# Proving Supremum of Product set of Nonnegative Real Numbers

Let A and B be bounded set of nonnegative real numbers Let $$C=\{ab:a\in A,b\in B\}$$

Prove that $\sup(C)=\sup(A)\sup(B)$

I got idea for the solution but I am not sure with my solution.

Let $m=\sup(A),n=\sup(B),p=\sup(C)$

It is easy to prove that $p\leq mn$. Now is the problem on proving $p \geq mn$

Here, given any $\epsilon>0$ $$\exists x\in A:m-\epsilon<x$$ $$\exists y\in B:n-\epsilon<y$$ $$\implies(m-\epsilon)(n-\epsilon)<xy$$ $$\implies mn-(m+n)\epsilon<(m-\epsilon)(n-\epsilon)<xy\leq p$$ Since the result holds for any $\epsilon>0$, we get $$mn\leq p$$ So combining both inequalities, $mn=p$

Please help me to check whether my way of proving is correct or not.

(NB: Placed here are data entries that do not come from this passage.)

PR #17901, opened 2021-08-18
Add piwik.js public api method setPagePerformanceTiming.

### LINKED ISSUE #16859: Add JS tracker methods setPagePerformanceTiming and getCustomPagePerformanceTiming to set specific values for performance metrics
Similar to how we used to have `setGenerationTimeMs`.

We then need to document this in https://developer.matomo.org/guides/spa-tracking similar to how the other method used to be documented. Also of course need to document the JS Tracker reference etc.

We'll also need to adjust in JS tracker the logged console message in the `setGenerationTimeMs` method and mention to use this new method instead or maybe we can even somehow map setGenerationTimeMs to the new method but likely this wouldn't make any sense. Same in developer changelog need to adjust the text where we mention the `setGenerationTimeMs` removal.

@sgiehl feel free to close if we already have an issue for it. Couldn't find it.

It's to be seen how this makes sense because some performance metrics might not really make sense in SPA etc. Eg whether we have only one method and by default all metrics will be reset except the ones specified or whether we have individual metrics (but then the problem be that other performance values aren't reset and reports would become wrong).

We need a new JS tracker API method to set these [Performance Tracking HTTP API parameters](https://developer.matomo.org/api-reference/tracking-api#optional-page-performancehttpsmatomoorgfaqhow-tohow-do-i-see-page-performance-reports-info ). A name could be for example `setPagePerformanceTiming(networkTimeInMs, serverTimeInMs, ...)`  and then the related tracking API parameters should be appended in the next tracking request. Basically users should be able to call eg `_paq.push(['setPagePerformanceTiming', 35, 103, ...])`. As far as I know all the parameters should be optional and if no value is set, then we won't send the related tracking parameter. 

When someone sets the custom page performing timings, then we don't detect the timing ourselves.

The new method needs to be documented in https://developer.matomo.org/api-reference/tracking-javascript

Any set value will be sent along the next tracking request and then the configured values are reset so that the same values aren't sent in any following tracking request after that.

geekdenz:
fixes #16859

### Description:

Still need to add documentation.

Is it correct to sendRequest immediately?

Are there other parameters we need to take care of?

### Review


tsteur:
> Is it correct to sendRequest immediately?

@geekdenz it wouldn't be a separate request immediately but the information would be sent along the next tracking request. It's mentioned in the issue.

sgiehl:
@geekdenz I guess this might need to be implemented in another way. The `setPagePerformanceTiming` method might only need to set some internal variables for the performance metrics. And in `sendRequest` we check if custom values are provided and append them in that case and if not fall back to the auto detection. See
https://github.com/matomo-org/matomo/blob/da4df21e808fa983e32c6402c8f3de90145e0910/js/piwik.js#L3773-L3777

When appending custom values we also need to set `performanceTracked = true` to ensure the values aren't tracked twice.
Maybe we should also set `performanceTracked = false` in `setPagePerformanceTiming` to ensure the values are tracked again when some updates them.

geekdenz:
build js

geekdenz:
build js

geekdenz:
build js

geekdenz:
Only failure is now this:

https://app.travis-ci.com/github/matomo-org/matomo/jobs/533572041#L1120-L1122

Looks like it's not caused by my. So OK to merge?

js/piwik.js
```diff
@@ -5571,7 +5590,33 @@ if (typeof window.Matomo !== 'object') {
...
+                /*property pf_net, pf_srv, pf_tfr, pf_dm1, pf_dm2, pf_onl */
+                var data = {
+                    pf_net: networkTimeInMs,
+                    pf_srv: serverTimeInMs,
+                    pf_tfr: transferTimeInMs,
+                    pf_dm1: domProcessingTimeInMs,
+                    pf_dm2: domCompletionTimeInMs,
+                    pf_onl: onloadTimeInMs
+                };
+                configPagePerformanceTiming = queryStringify(data, isNumber);
```
sgiehl: here I guess `performanceTracked` should be set to `false`, to ensure the values are sent (again). This allows to overwrite them with a later request. In addition `performanceAvailable = true` might be needed so `appendAvailablePerformanceMetrics` will be called directly. Otherwise `performanceAvailable` will be set when the pageload finished, but there is no need to wait for that, when the values are set manually.

geekdenz: Thanks @sgiehl ! I was not aware of this. Added also a comment to the code for this as I don't think it is obvious to any developers other than you coming across this.

geekdenz:
build js

geekdenz:
Added some more tests here:

https://github.com/matomo-org/test-examples/commit/33c6d3cabcf5d14b6e55bfe1d1114c712a2dbfaa

geekdenz:
build js

geekdenz:
build js

geekdenz:
build js

geekdenz:
build js

geekdenz:
Please see the updated branch at https://github.com/matomo-org/test-examples/tree/trackingpageperformance to ease testing for this.

js/piwik.js
```diff
@@ -592,6 +592,19 @@ if (typeof window.Matomo !== 'object') {
 
             return matches ? matches[1] : url;
         }
+        function queryStringify(data, filterFn, throwErrorIfNotFilterFn) {
+            var queryString = '', k, filter = filterFn || function(value) { return value; }, isOk;
```
sgiehl: Seems the `isOk` variable isn't used anymore.

```suggestion
            var queryString = '', k, filter = filterFn || function(value) { return value; };
```

js/piwik.js
```diff
@@ -4904,6 +4926,9 @@ if (typeof window.Matomo !== 'object') {
             this.getConfigCookieSameSite = function () {
                 return configCookieSameSite;
             };
+            this.getConfigPagePerformanceTiming = function () {
+                return configPagePerformanceTiming;
```
sgiehl: I'm wondering if that method makes sense how it's currently implemented and if we should think about a better name for it. The page performance timings are actually no config that is set, as it's reset after the request was sent. So the result of this method might even be kind of unexpected in some cases. Better name might be `getCustomPagePerformanceTiming`

js/piwik.js
```diff
@@ -3477,6 +3493,12 @@ if (typeof window.Matomo !== 'object') {
             }
 
             function appendAvailablePerformanceMetrics(request) {
+                if (configPagePerformanceTiming !== '') {
+                    request += configPagePerformanceTiming;
+                    configPagePerformanceTiming = ''; // ensure not logged more than once
```
sgiehl: As mentioned in another comment unsetting this makes the method `getConfigPagePerformanceTiming` bit useless. Instead you could simply set `performanceTracked = true;`, which should avoid further calls to this method.

js/piwik.js
```diff
@@ -5571,7 +5596,55 @@ if (typeof window.Matomo !== 'object') {
...
+                    if (errorCaught) {
+                        message = 'Please ensure to only supply numbers for each parameter to ' +
+                            'setPagePerformanceTiming().';
+                    } else {
+                        message = 'setPagePerformanceTiming() called without parameters. It only makes sense to call ' +
+                            'this function with at least one performance parameter like networkTimeInMs. Also, ' +
+                            'please ensure to only supply numbers for each parameter.';
+                    }
+                    logConsoleError(message);
+                }
```
sgiehl: This code has a bit more complexity as needed. Wouldn't something like this be a bit simpler to read:

```js
var data = {
    pf_net: networkTimeInMs,
    pf_srv: serverTimeInMs,
    pf_tfr: transferTimeInMs,
    pf_dm1: domProcessingTimeInMs,
    pf_dm2: domCompletionTimeInMs,
    pf_onl: onloadTimeInMs
};

try {
    configPagePerformanceTiming = queryStringify(data, isNumber, true);
    if (configPagePerformanceTiming === '') {
        logConsoleError('setPagePerformanceTiming() called without parameters. It only makes sense to call ' +
            'this function with at least one performance parameter like networkTimeInMs. Also, ' +
            'please ensure to only supply numbers for each parameter.');
        return;
    }
                    
    performanceTracked = false; // to ensure the values are sent (again)
    performanceAvailable = true; // so appendAvailablePerformanceMetrics will be called directly
    // Otherwise performanceAvailable will be set when the pageload finished, but there is no need
    // to wait for that, when the values are set manually.
} catch (error) {
    logConsoleError(error.toString() + ' Please ensure to only supply numbers for each parameter to ' +
        'setPagePerformanceTiming().');
}
```

tests/javascript/index.php
```diff
@@ -4216,6 +4235,25 @@ function generateAnIframeInDocument() {
...
+            ok( ! /ShouldNotHave_pf_12345.*pf_net=12345/.test(results), 'setPagePerformanceTiming does NOT set "pf_net=12345" in subsequent request');
+            ok( /ShouldHave_pf_432_578_111.*pf_net=432&pf_srv=578&pf_tfr=111/.test(results), 'setPagePerformanceTiming sets "pf_net=432&pf_srv=578&pf_tfr=111" in request');
+            ok( ! /ShouldNotHave_pf_432_578_111.*pf_net=432&pf_srv=578&pf_tfr=111/.test(results), 'setPagePerformanceTiming does NOT set "pf_net=432&pf_srv=578&pf_tfr=111" in subsequent request');
+            ok( ! /ShouldHave_pf_NO.*pf_net=/.test(results), 'setPagePerformanceTiming sets nothing in request, but default does');
+            ok( ! /ShouldNotHave_pf_NO.*pf_net=/.test(results), 'setPagePerformanceTiming sets nothing in subsequent request');
+            ok( /ShouldHave_pf_1_2_3_4_5_6_7_8.*pf_net=1&pf_srv=2&pf_tfr=3&pf_dm1=4&pf_dm2=5&pf_onl=6/.test(results), 'setPagePerformanceTiming onle set 6 parameters in request');
+            ok( ! /ShouldNotHave_pf_1_2_3_4_5_6_7_8.*pf_net=1&pf_srv=2&pf_tfr=3&pf_dm1=4&pf_dm2=5&pf_onl=6/.test(results), 'setPagePerformanceTiming onle set 6 parameters in request');
```
sgiehl:
```suggestion
            ok( /ShouldHave_pf_1_2_3_4_5_6_7_8.*pf_net=1&pf_srv=2&pf_tfr=3&pf_dm1=4&pf_dm2=5&pf_onl=6/.test(results), 'setPagePerformanceTiming only sets 6 parameters in request');
            ok( ! /ShouldNotHave_pf_1_2_3_4_5_6_7_8.*pf_net=1&pf_srv=2&pf_tfr=3&pf_dm1=4&pf_dm2=5&pf_onl=6/.test(results), 'setPagePerformanceTiming only sets 6 parameters in request');
```

sgiehl (changes requested):
left a couple of comments

js/piwik.js
geekdenz: Set you as the author in the commit. Hope this is what you intended.

js/piwik.js
geekdenz: Agreed. Thanks!

js/piwik.js
```diff
@@ -592,6 +592,19 @@ if (typeof window.Matomo !== 'object') {
 
             return matches ? matches[1] : url;
         }
+        function queryStringify(data, filterFn, throwErrorIfNotFilterFn) {
```
tsteur: @geekdenz this method does two things. It validates data plus it builds a query. You'd probably want to split this. Also all uses of this method have `throwErrorIfNotFilterFn=true` meaning the parameter wouldn't even have been needed. Once you split the method things will get simpler as you no longer need to create a default filter function, no longer need this other third parameter etc.

js/piwik.js
```diff
@@ -592,6 +592,19 @@ if (typeof window.Matomo !== 'object') {
...
+            var queryString = '', k, filter = filterFn || function(value) { return value; };
+            for (k in data) {
+                if (data.hasOwnProperty(k)) {
+                    if (filter(data[k])) {
+                        queryString += '&' + encodeWrapper(k) + '=' + encodeWrapper(data[k]);
+                    } else if (throwErrorIfNotFilterFn && undefined !== data[k]) {
+                        throw new Error('Parameter value not allowed');
```
tsteur: BTW here users wouldn't know which parameter value is not allowed and which value they provided. In these cases we say something like `Parameter "pf_dm1" provided value "sde3" is not valid. Please provided a numeric value.` This will help them to know which parameter is wrong, what they had provided and how they can fix it.

js/piwik.js
```diff
@@ -5571,7 +5596,49 @@ if (typeof window.Matomo !== 'object') {
...
+                    pf_net: networkTimeInMs,
+                    pf_srv: serverTimeInMs,
+                    pf_tfr: transferTimeInMs,
+                    pf_dm1: domProcessingTimeInMs,
+                    pf_dm2: domCompletionTimeInMs,
+                    pf_onl: onloadTimeInMs
+                };
+
+                try {
+                    configPagePerformanceTiming = queryStringify(data, isNumber, true);
```
tsteur: I think here you would be wanting to check if the number is `numeric`. Otherwise a string like `'44.4'` is not accepted as only `44.4` would be allowed. There isn't much of a benefit of not allowing a number as a string (gets in the end converted to a string in the request anyway) but makes it a lot easier for users in case they have the number as a string.

js/piwik.js
```diff
@@ -5571,7 +5596,49 @@ if (typeof window.Matomo !== 'object') {
...
+             * @param transferTimeInMs
+             * @param domProcessingTimeInMs
+             * @param domCompletionTimeInMs
+             * @param onloadTimeInMs
+             */
+            this.setPagePerformanceTiming = function(
+                networkTimeInMs, serverTimeInMs, transferTimeInMs,
+                domProcessingTimeInMs, domCompletionTimeInMs, onloadTimeInMs
+            ) {
+                var data = {
```
tsteur, line 5641: @geekdenz fyi we should similar to the regular performance values https://github.com/matomo-org/matomo/blob/4.4.1/js/piwik.js#L3503 round it to the nearest integer. The values are in milliseconds meaning server side we don't store something like 44.4ms. By rounding it can prevent issues where the URL gets too long if the number was like `44.343493943943943`.

tsteur (changes requested):

geekdenz:
build js

geekdenz:
Before reviewing, maybe give me another chance to check some details tomorrow (2021-09-08). I'll comment once I've rechecked some old manual checks I have not done yet. Might save us all some time.

geekdenz:
build js

geekdenz:
build js

geekdenz:
Not 100% sure but I think this test failure is probably not related to this issue:
https://app.travis-ci.com/github/matomo-org/matomo/jobs/536091064#L1112-L1128
Maybe something a reviewer would want to consider before approving.

js/piwik.js
```diff
@@ -592,6 +592,43 @@ if (typeof window.Matomo !== 'object') {
...
+        function isPositiveNumberString(str) {
+            // !isNaN(str) could be used but does not cover '03' (octal) and '0xA' (hex)
+            // nor negative numbers
+            return (/^[1-9][0-9]*(\.[0-9]+)?$/).test(str);
+        }
+        function onlyNumbers(data) {
+            var result = {}, k;
+            for (k in data) {
+                if (data.hasOwnProperty(k)) {
+                    if (isNumber(data[k]) || isPositiveNumberString(data[k])) {
```
tsteur: just fyi likely you would only need to check for `isPositiveNumberString(data[k])` as it would also work for numbers. It's otherwise you apply different standards where `0` is allowed as a number but not as a string `'0'` for example.

tsteur: also you would probably need to define that `onlyPositiveNumbers` or something as it's bit misleading. 
Might be easier to simply call the method `onlyIntegers` and then convert the value directly to an integer here and remove the method `roundNumbers`. 

Simply because next time we need to use `roundNumbers` who knows what values we would accept. Maybe it would accept 0 or negative value and then things start to get complicated. It's almost too "abstract" now where it was doing too many things before :)

js/piwik.js
```diff
@@ -592,6 +592,43 @@ if (typeof window.Matomo !== 'object') {
...
+                    }
+                }
+            }
+            return result;
+        }
+        function roundNumbers(data) {
+            var result = {}, k;
+            for (k in data) {
+                if (data.hasOwnProperty(k)) {
+                    result[k] = Math.round(Number(data[k]));
```
tsteur: just fyi the `Number()` call wouldn't be needed here. No need to change it though.

js/piwik.js
tsteur: I would usually say it's not needed to change it because the method is used rarely etc. But there's some danger it will be later reused by others and then it becomes tricky that we accept different kind of values. This we should fix and only consistently accept the same kind of values.

js/piwik.js
```diff
@@ -592,6 +592,43 @@ if (typeof window.Matomo !== 'object') {
...
+            // nor negative numbers
+            return (/^[1-9][0-9]*(\.[0-9]+)?$/).test(str);
+        }
+        function onlyNumbers(data) {
+            var result = {}, k;
+            for (k in data) {
+                if (data.hasOwnProperty(k)) {
+                    if (isNumber(data[k]) || isPositiveNumberString(data[k])) {
+                        result[k] = data[k];
+                    } else if (isDefined(data[k])) {
```
tsteur: just fyi because you iterate over `k` you could simplify this to `else {}` and things would still work even if `data[k] === undefined`. We might want to change it as otherwise maybe an error wouldn't be triggered when undefined is past? Haven't tested it though

tsteur (changes requested):
Getting there 🎉  Left a comment re different behaviour of values.

geekdenz:
build js

js/piwik.js
geekdenz: I believe this is all covered with below commits now. Thanks for the pointers. Will also be useful for the future. :-)

js/piwik.js
geekdenz: I know what you mean. However, when a parameter is not passed it is undefined by default and will end up in the object. At some point one has to check for undefined and doing that for every parameter that is passed is not elegant and results in more code with the same outcome. Please consider the attached screenshot and if still in doubt test the code. The only reason it is there is because it was a problem that only came up in my testing.

image

js/piwik.js
geekdenz: I think it'll be a good change and reduces the amount of code. I didn't know that although it seems obvious now since js is loosely typed.

geekdenz:
build js

geekdenz:
Considerations that went into this:

- could have an object parameter where only desired parameters are set - but this would add complexity that has minimal positive impact on users
- could throw an error for each undefined - but this would make code and usage more complicated, need to assume users only pass `undefined` if intended

geekdenz:
I think there are still some improvements that should be made here before merging.

geekdenz:
Documented here:
https://github.com/matomo-org/developer-documentation/pull/549

geekdenz:
build js

geekdenz:
Saw that these seem fine to download:

https://builds-artifacts.matomo.org/matomo-org/matomo/4.x-dev/48972/

Not sure which change made these fail, but it seems not related to this PR.

sgiehl:
> Not sure which change made these fail, but it seems not related to this PR.

@geekdenz Those look like some random failures. Might be good to merge in the latest changes from 4.x-dev into your branch as on 4.x-dev all tests are currently passing.

tsteur:
Tested it locally and IE8 etc and seems to work 👍

sgiehl:
@tsteur Your last commit actually would have required another build of the javascript files. Will fix that directly on 4.x-dev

• I've fixed a minor mistake in your existential statement about $y$. It's a fine proof, but you should take away your "$\Rightarrow$"s as they are not really logically correct. Commented Dec 12, 2014 at 6:53

## 1 Answer

Your solution looks fine. If you want to be even more rigorous, notice that you can choose $\epsilon$ to be $\frac{1}{m+n}$ times something that goes to $0$.